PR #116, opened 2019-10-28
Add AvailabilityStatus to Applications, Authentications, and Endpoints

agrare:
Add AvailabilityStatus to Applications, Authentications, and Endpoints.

------------------------

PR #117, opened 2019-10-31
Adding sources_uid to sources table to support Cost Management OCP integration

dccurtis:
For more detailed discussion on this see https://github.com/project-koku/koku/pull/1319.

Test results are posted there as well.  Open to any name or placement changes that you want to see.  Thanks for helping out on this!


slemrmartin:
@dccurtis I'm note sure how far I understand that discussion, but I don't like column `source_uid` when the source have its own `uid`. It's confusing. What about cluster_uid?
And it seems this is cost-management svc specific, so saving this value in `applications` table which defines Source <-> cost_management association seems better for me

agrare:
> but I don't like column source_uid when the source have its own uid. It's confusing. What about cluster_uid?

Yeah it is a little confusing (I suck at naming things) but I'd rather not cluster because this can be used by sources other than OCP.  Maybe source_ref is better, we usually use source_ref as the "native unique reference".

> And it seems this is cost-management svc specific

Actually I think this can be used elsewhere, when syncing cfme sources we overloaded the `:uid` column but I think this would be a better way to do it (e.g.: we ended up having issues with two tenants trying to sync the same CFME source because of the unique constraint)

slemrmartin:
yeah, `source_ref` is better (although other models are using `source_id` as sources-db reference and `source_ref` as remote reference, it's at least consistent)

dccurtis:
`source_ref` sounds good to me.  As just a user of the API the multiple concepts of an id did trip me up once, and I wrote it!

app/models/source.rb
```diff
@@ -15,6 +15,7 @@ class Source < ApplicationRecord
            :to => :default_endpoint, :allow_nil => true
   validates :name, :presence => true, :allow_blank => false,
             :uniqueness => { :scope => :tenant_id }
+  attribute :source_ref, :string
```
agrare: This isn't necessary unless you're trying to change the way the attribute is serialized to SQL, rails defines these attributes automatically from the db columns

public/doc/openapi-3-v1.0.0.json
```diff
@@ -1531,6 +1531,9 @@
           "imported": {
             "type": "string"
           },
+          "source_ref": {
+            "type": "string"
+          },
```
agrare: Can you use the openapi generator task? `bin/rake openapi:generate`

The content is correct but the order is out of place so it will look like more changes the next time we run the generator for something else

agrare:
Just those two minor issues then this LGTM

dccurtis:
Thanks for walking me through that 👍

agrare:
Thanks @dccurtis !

------------------------

EXERCISE DETAILS: Give back exactly the lines of the listing above that run from the line with "PR #116, opened 2019-10-28" to the line with "Authentications, and Endpoints.", inclusive.

REPLY TO THE EXERCISE:
PR #116, opened 2019-10-28
Add AvailabilityStatus to Applications, Authentications, and Endpoints

agrare:
Add AvailabilityStatus to Applications, Authentications, and Endpoints.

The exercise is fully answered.